Díaz Jiménez says the care provided today is somewhat different to that provided before the pandemic. Interactions between mothers and hospital staff are more distant, and if the pregnant woman has COVID-19, isolation may carry an element of social stigma.
Jogender Kumar and Praveen Kumar, from the Postgraduate Institute of Medical Education and Research in Chandigarh, India, welcome the way the study highlights disparities in healthcare within and across countries.
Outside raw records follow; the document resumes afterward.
PR #312, opened 2025-06-03
Add workflow cache

md4096:
- Speedup workflows 🚀

### DIFF
--- a/.github/workflows/test-jvm.yml
+++ b/.github/workflows/test-jvm.yml
@@ -12,6 +12,15 @@ jobs:
         with:
           distribution: 'temurin'
           java-version: '17'
+      - name: Cache gradle
+        uses: actions/cache@v4
+        env:
+          cache-name: cache-gradle
+        with:
+          path: |
+            ~/.gradle/caches
+            ~/.gradle/wrapper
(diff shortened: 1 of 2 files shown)


.github/workflows/test-jvm.yml
```diff
@@ -12,6 +12,15 @@ jobs:
         with:
           distribution: 'temurin'
           java-version: '17'
+      - name: Cache gradle
+        uses: actions/cache@v4
+        env:
+          cache-name: cache-gradle
+        with:
+          path: |
```
nodh, line 20: Why not also `~/.m2/repository`?

.github/workflows/test-jvm.yml
```diff
@@ -12,6 +12,15 @@ jobs:
...
+            ~/.gradle/caches
+            ~/.gradle/wrapper
```
nodh, line 22: If we're caching the wrapper, we'll need to add `gradle/wrapper` (in this repository) to the hash input too, right? So it works correctly when we're upgrade the gradle wrapper version?!

nodh (changes requested):

.github/workflows/test-jvm.yml
md4096: Thats a good point! I will add that

nodh (approved):

PR #333, opened 2025-06-29
update to new conventions

JesusMcCloud:
* Kotlin 2.1.21
* BC 1.81
* KmmResult 1.9.3 by default
* New publishing endpoint (will require updated secrets)


JesusMcCloud:
now everything points to libs.versions.toml

JesusMcCloud:
I updated all publishing secrets (and if we're lucky, I did not even mix up a single one)

PR #338, opened 2025-07-03
fix-typos

thecyberfred:


iaik-jheher:
@JesusMcCloud why is this not automatically re-targeted to development

PR #361, opened 2025-07-30
Revert moving issuing fun from constructor

nodh:
Otherwise it would be too easy to mix up key material for metadata and the key material used to actually sign the credentials


JesusMcCloud (approved):
sounds reasonable

PR #372, opened 2025-08-26
 Rework split between OID4VCI and OAuth 2.0 pt1

nodh:
Improves our OAuth2.0 implementation with token exchange.

This allows us to build a RemoteOAuth2AuthorizationServerAdapter for the credential issuer to use an external AS (that is not necessarily our own implementation).

(Tests may fail here, this is just to split up PR #371)


JesusMcCloud (commented):
I really think we should also go for something like https://github.com/a-sit-plus/signum/issues/335 in VC-K for data classes like these.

However, they warn – in a comment article in the same edition of The Lancet Global Health – that most of the studies included in the review were single centre and may not be a true representation of community-level data.
Blanca Murillo Ortiz, from the clinical epidemiology research unit of the Mexican Social Security Institute, believes that the diversity of health systems and safety measures adopted to face the pandemic make the review analysis controversial.
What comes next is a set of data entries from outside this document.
PR #373, opened 2025-08-26
WIP: JAR request parameters

n0900:
Currently we use AuthenticationRequestParameters to represent both JAR requests which contain RequestObjects and the AuthenticationRequestParameters which are the RequestObjects. Meaning we use the same class twice, nested, for different purposes. To remedy this I propose `JarRequestParameters` which replaces the JAR parameters in `AuthenticationRequestParameters` and represents any request parameter that is wrapped as JAR. 

`OAuth2Client` now explicitly works with either `AuthenticationRequestParameters` or `JarRequestParameters`.
The `RequestParser` now knows when it works with a JAR request and can resolve it directly (no more need for recursion) however this leads to earlier JWS validation which currently kills the tests. 

What do you think?

### DIFF
--- a/vck-openid/src/commonMain/kotlin/at/asitplus/wallet/lib/oauth2/AuthorizationService.kt
+++ b/vck-openid/src/commonMain/kotlin/at/asitplus/wallet/lib/oauth2/AuthorizationService.kt
@@ -4,6 +4,7 @@ import at.asitplus.KmmResult
 import at.asitplus.openid.AuthenticationRequestParameters
 import at.asitplus.openid.JarRequestParameters
 import at.asitplus.openid.PushedAuthenticationResponseParameters
+import at.asitplus.openid.RequestParameters
 import at.asitplus.openid.TokenRequestParameters
 import at.asitplus.openid.TokenResponseParameters
 import at.asitplus.wallet.lib.oidvci.OAuth2Exception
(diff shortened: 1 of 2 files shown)


vck-openid/src/commonMain/kotlin/at/asitplus/wallet/lib/oauth2/AuthorizationService.kt
```diff
@@ -28,6 +29,24 @@ interface AuthorizationService {
...
+     * Clients send their authorization request as HTTP `POST` with `application/x-www-form-urlencoded` to the AS.
+     *
+     * Responses have to be sent with HTTP status code `201`.
+     *
+     * @param request as sent from the client as `POST`
+     * @param clientAttestation value of the header `OAuth-Client-Attestation`
+     * @param clientAttestationPop value of the header `OAuth-Client-Attestation-PoP`
+     * @return [KmmResult] may contain a [OAuth2Exception]
+     */
+    suspend fun par(
```
nodh, line 44: That's the situation I wanted to avoid, because the same method also exists with `AuthenticationRequestParameters` below

nodh (changes requested):

vck-openid/src/commonMain/kotlin/at/asitplus/wallet/lib/oauth2/AuthorizationService.kt
n0900: We can merge the two and have a switch statement in the function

The investigation also presented fewer studies on LMICs compared to HICs, with Latin America only represented by two reports, from Mexico and Brazil.
However, Murillo Ortiz agrees that “there is a strong need to prioritise the restructuring of maternity care”.
“Although new forms are being implemented, such as remote medical care, reduced hospital stays and outpatient monitoring, resources are needed to sustain these programmes,” she added.
Marta Cohen, paediatric and perinatal pathologist at the University of Sheffield, in northern England, remarks that the study presented in The Lancet Global Health did not address the possible COVID-19 vertical transmission from mother to foetus, or the infection of the placenta.
“Viral infections of the placenta do occur, and vertical transmission to the foetus has been demonstrated by many viruses, among them, the most common being DNA viruses, like Cytomegalovirus and Herpes Simplex Virus,” said Cohen, who did not take part in the study.
“Although during the first wave of SARS-CoV-2 infections there were little publications describing cases of vertical transmission from an infected pregnant woman to the foetus through the placenta, during the second wave affecting the United Kingdom, we have noted a surge in cases of stillbirth from women with the virus,” she added.
For Khalil, the study sends a clear message that decision makers should prioritise safe, accessible, and equitable maternity care within the strategic response to the pandemic, to reduce adverse pregnancy outcomes worldwide.
“They should also ensure that the public health message is to encourage pregnant women to seek help when needed and avoid unnecessary delay,” the researcher added.